Just to be clear, are you saying that you prefer the witticisms of the
character Larry, from Eugene O'Neill's play The Iceman Cometh, over
Nietzsche's aphorisms in Beyond Good and Evil? Because there would
definitely be some significant qualitative differences that would come
into play in comparing the two, would there not?

J.

On Tue, Aug 7, 2018 at 10:21 AM, rich <richard.romeo at gmail.com> wrote:
> I prefer Eugene O'Neil's burned out anarchist, Larry, in Iceman
>
> 'And I took a seat in the grandstand of philosophical detachment to fall
> asleep observing the cannibals do their death dance.'
>
> Rich
>
> On Mon, Aug 6, 2018 at 6:31 PM, gary webb <gwebb8686 at gmail.com> wrote:
>
>> Sadly, I spent Sunday sitting by the pool, reading Beyond Good & Evil. I
>> read some passages in Neitzsche's fantastic ramblings which provided an
>> excellent analogy to every partisan fighting over which version of a
>> seemingly bifurcated reality they live on:
>>
>> "The martyrdom of the philosopher, his "sacrifice for the sake of truth,"
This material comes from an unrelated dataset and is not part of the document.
PR #2224, opened 2021-09-25
Remove unnecessary and buggy inventory check

Karang:
This check added in the last 1.17 commit breaks block placing in survival. It also breaks placing blocks with pathfinder. If the block cannot be placed (for instance if an entity is in the way) the slot is never updated and therefore the promise never resolve.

>> forces into the light whatever of the agitator and actor lurks in him; and
>> if one has so far contemplated him (her) only with artistic curiosity, with
>> regard to many a philosopher it is easy to understand the dangerous desire
>> to see him also in his degeneration (degenerated into a "martyr," into a
>> stage - and platform-bawler). Only, that it is necessary with such a desire
>> to be clear what spectacle one will see in any case- merely a satyr play,
>> merely an epilogue farce, merely the continued proof that the long, real
>> tragedy is at an end, assuming that every philosophy was in its genesis a
>> long tragedy. (pg. 37, Translated by Walter Kaufmann)"
>>
>>
>>
>> On Sun, Aug 5, 2018 at 8:26 AM Mark Kohut <mark.kohut at gmail.com> wrote:
>>
>> > In Michiko Kakutani's new book---entitled what appears after the "&"--
>> > Pynchon is one of the few writers quoted---many writers of fiction
>> > name-checked and alluded to though . She quotes
>> > the words from Gravity's Rainbow about how "religious--comforting"
>> paranoia
>> > can be and---"there is
>> > still also anti-paranoia, where nothing is connected to anything---a
>> > condition not many of us can bear for long."
>> >
>> > A Pynchon fave, John Le Carre, supplies a chapter epigraph: "Without
>> clear
>> > language, there is no standard of truth."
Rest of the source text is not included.